[ABOUT THIS EXERCISE]:
Using the material that follows, identify and copy each line with the string "then".

[DATA EXTRACTS]:
═══

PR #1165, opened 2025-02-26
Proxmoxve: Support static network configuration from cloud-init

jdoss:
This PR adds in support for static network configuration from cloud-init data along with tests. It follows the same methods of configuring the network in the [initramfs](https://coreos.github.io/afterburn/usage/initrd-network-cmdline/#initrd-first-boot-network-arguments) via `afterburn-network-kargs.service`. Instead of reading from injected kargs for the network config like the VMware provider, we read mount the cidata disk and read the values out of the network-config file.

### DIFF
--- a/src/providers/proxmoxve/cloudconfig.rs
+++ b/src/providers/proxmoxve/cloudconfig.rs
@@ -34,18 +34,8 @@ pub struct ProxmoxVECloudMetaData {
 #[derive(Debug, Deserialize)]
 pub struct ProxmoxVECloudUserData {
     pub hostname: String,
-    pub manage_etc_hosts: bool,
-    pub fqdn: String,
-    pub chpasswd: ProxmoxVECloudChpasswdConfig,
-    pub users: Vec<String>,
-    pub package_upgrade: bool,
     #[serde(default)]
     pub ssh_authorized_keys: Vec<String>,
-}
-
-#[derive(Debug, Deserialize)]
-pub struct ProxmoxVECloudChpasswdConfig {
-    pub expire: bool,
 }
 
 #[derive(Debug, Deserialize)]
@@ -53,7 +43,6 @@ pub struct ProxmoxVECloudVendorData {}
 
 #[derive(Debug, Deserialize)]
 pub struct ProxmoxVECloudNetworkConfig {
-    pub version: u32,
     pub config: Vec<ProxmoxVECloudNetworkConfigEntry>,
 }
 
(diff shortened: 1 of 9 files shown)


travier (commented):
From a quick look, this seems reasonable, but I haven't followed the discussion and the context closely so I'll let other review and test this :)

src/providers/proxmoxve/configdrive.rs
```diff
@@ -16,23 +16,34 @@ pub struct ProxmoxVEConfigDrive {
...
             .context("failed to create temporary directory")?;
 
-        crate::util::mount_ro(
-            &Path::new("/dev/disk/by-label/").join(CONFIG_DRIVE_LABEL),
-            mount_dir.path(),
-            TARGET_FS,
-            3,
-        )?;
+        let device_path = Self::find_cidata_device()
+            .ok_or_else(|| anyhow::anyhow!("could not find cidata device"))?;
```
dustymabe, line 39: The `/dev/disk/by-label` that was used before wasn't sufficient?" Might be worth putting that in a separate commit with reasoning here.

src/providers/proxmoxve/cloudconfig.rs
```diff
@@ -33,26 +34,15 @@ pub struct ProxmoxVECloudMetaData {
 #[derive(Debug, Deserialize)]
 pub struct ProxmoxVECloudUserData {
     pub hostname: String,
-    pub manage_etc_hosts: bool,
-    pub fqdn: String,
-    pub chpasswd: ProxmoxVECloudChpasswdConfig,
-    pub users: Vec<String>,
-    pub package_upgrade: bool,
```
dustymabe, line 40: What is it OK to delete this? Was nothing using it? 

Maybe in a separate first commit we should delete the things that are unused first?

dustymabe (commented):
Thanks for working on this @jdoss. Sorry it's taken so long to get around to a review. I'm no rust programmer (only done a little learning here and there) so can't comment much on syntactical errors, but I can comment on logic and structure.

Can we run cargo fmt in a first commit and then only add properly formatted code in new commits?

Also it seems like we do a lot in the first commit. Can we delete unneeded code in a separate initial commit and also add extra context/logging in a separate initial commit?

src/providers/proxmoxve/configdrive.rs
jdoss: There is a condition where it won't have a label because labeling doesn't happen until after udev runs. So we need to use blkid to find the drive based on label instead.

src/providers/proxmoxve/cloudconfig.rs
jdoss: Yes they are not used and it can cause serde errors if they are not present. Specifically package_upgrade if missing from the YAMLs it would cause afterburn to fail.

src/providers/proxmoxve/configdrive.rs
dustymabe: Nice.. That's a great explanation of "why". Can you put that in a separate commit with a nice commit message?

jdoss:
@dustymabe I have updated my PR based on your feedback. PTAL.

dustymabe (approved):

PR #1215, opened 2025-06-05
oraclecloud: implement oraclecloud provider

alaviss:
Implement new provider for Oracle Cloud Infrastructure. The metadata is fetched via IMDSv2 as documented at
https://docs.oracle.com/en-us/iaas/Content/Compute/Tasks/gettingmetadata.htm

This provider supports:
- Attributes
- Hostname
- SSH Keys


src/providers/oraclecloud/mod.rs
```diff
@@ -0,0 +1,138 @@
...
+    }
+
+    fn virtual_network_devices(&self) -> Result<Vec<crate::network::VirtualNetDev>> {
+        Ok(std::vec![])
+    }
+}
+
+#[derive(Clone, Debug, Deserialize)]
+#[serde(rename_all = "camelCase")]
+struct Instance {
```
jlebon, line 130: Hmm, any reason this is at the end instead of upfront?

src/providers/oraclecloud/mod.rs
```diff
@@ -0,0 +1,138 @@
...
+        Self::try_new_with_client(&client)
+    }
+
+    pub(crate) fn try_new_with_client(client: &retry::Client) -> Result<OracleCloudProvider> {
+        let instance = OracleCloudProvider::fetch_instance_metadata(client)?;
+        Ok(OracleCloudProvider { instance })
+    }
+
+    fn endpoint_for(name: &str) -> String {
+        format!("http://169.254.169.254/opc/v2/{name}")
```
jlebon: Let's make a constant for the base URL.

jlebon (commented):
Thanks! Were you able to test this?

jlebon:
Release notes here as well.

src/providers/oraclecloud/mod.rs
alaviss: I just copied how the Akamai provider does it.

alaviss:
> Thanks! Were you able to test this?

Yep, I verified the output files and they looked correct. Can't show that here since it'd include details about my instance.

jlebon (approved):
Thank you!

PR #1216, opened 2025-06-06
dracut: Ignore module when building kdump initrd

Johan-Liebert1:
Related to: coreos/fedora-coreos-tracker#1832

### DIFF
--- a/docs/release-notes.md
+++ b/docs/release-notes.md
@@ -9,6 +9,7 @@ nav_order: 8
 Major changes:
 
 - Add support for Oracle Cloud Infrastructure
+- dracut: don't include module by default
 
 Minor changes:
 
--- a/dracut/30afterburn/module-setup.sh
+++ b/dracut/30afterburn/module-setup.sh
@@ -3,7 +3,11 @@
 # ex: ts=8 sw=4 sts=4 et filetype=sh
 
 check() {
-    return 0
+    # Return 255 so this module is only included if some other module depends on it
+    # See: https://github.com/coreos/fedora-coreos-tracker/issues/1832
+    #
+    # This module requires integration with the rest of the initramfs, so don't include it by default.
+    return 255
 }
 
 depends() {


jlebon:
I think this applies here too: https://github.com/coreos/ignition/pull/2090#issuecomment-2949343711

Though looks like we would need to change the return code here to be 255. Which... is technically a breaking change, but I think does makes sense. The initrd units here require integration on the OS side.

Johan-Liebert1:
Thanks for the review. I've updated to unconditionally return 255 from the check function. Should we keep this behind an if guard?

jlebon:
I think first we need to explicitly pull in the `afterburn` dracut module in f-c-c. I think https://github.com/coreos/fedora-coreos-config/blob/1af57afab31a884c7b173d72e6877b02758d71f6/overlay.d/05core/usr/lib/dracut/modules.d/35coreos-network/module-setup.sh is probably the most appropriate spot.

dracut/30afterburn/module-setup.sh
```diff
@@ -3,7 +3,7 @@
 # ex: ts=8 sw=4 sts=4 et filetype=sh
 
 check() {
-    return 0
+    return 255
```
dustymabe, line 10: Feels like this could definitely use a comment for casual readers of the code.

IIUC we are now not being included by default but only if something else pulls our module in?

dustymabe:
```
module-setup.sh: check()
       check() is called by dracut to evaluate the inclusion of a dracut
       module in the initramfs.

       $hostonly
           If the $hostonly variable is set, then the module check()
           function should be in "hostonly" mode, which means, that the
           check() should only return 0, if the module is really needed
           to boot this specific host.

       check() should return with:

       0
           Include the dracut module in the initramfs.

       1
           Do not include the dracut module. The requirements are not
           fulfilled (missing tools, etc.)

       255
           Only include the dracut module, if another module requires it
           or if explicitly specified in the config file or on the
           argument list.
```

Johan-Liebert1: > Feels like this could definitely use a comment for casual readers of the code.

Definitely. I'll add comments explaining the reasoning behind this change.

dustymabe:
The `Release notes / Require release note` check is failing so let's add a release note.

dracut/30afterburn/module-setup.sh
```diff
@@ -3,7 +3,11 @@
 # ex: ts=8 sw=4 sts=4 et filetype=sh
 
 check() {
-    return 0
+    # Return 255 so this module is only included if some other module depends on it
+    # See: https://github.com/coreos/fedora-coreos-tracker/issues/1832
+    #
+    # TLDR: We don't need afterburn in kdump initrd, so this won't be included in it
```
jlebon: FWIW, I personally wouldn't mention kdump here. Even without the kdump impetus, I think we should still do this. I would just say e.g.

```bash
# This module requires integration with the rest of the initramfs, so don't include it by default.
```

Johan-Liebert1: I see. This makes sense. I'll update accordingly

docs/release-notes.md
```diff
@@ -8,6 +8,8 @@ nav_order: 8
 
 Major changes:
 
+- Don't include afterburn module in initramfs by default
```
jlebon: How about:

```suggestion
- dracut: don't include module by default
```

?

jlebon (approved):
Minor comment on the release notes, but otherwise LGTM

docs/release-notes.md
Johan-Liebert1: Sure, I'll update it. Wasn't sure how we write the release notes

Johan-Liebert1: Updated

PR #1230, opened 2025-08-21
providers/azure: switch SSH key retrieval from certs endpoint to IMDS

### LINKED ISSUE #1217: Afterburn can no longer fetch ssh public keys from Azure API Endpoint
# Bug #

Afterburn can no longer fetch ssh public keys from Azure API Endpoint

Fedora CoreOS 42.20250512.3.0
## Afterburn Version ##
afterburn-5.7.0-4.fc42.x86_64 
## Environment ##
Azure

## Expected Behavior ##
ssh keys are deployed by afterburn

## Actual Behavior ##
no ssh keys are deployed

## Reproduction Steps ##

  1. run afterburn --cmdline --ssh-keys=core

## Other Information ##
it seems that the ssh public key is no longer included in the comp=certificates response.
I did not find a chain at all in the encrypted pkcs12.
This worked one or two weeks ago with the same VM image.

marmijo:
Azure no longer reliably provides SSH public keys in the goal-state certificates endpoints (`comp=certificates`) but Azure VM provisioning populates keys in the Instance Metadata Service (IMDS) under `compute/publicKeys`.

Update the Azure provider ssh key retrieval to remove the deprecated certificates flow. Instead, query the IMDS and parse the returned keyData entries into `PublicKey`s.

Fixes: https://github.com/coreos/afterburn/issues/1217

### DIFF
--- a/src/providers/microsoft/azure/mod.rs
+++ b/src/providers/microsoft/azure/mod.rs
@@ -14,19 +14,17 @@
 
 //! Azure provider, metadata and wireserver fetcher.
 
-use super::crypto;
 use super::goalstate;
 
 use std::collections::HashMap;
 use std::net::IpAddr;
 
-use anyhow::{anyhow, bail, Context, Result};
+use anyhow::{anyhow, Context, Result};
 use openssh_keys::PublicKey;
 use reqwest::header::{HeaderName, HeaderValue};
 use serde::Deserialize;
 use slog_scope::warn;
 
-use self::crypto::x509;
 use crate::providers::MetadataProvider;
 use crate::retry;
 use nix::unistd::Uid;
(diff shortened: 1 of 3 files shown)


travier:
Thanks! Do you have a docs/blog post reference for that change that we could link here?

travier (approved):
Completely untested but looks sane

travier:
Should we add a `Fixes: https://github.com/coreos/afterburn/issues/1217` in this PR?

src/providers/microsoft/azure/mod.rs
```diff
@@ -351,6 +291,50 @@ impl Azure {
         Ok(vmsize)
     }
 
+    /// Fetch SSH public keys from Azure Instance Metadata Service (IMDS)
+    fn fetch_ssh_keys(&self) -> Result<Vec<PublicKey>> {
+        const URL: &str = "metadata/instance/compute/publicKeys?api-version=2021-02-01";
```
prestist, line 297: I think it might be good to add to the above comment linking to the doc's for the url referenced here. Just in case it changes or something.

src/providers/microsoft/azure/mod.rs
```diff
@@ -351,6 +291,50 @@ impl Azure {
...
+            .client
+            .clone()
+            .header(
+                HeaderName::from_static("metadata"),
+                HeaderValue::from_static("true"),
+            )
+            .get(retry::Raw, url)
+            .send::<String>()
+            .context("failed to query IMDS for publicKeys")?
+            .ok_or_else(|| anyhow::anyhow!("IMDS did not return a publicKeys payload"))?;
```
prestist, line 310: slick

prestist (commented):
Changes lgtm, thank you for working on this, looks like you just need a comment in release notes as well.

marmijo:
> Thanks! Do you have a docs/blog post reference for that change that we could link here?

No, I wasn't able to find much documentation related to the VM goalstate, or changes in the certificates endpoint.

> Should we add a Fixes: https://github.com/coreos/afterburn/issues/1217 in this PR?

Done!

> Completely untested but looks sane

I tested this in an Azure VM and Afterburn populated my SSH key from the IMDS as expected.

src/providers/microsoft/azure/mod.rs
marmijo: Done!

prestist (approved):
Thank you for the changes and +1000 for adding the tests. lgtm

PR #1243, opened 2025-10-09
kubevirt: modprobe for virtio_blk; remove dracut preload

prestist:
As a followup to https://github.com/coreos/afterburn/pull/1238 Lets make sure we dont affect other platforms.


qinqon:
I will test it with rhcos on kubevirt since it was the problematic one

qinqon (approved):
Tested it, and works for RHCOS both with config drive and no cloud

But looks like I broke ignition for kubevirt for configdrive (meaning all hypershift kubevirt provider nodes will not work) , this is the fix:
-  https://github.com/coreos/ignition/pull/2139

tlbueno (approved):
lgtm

═══

[PROBLEM SOLUTION]:
Can we run cargo fmt in a first commit and then only add properly formatted code in new commits?
           If the $hostonly variable is set, then the module check()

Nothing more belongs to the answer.